**Problem to solve**
Copy out every line from the records that includes "helpers".

*** Opening Given records ***

PR #742, opened 2021-01-25
change intake guard to look at consented at vs completed

benjaminleesmith:
Signed-off-by: Asheesh Laroia <alaroia@codeforamerica.org>

### DIFF
--- a/app/helpers/duplicate_intake_guard.rb
+++ b/app/helpers/duplicate_intake_guard.rb
@@ -2,7 +2,7 @@ class DuplicateIntakeGuard < SimpleDelegator
   def has_duplicate?
     permitted_eip_only_values = eip_only ? true : [nil, false]
     Intake
-      .where.not(completed_at: nil)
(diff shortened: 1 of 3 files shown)


app/helpers/duplicate_intake_guard.rb
```diff
@@ -2,7 +2,7 @@ class DuplicateIntakeGuard < SimpleDelegator
   def has_duplicate?
     permitted_eip_only_values = eip_only ? true : [nil, false]
     Intake
-      .where.not(completed_at: nil)
```
bytheway875, line 5: It seems so odd to be looking this up by a "string" value, but I guess it maps to an enum and thus an int in the db... It's definitely easier to read than where.not(primary_consented_to_service_at: nil)

bytheway875 (approved):
Based on how we have the data set up, this looks as accurate as possible to me.

alaroia-cfa:
Thanks @bytheway875 !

*** Closing Given records ***

**Solved problem**
--- a/app/helpers/duplicate_intake_guard.rb
+++ b/app/helpers/duplicate_intake_guard.rb
app/helpers/duplicate_intake_guard.rb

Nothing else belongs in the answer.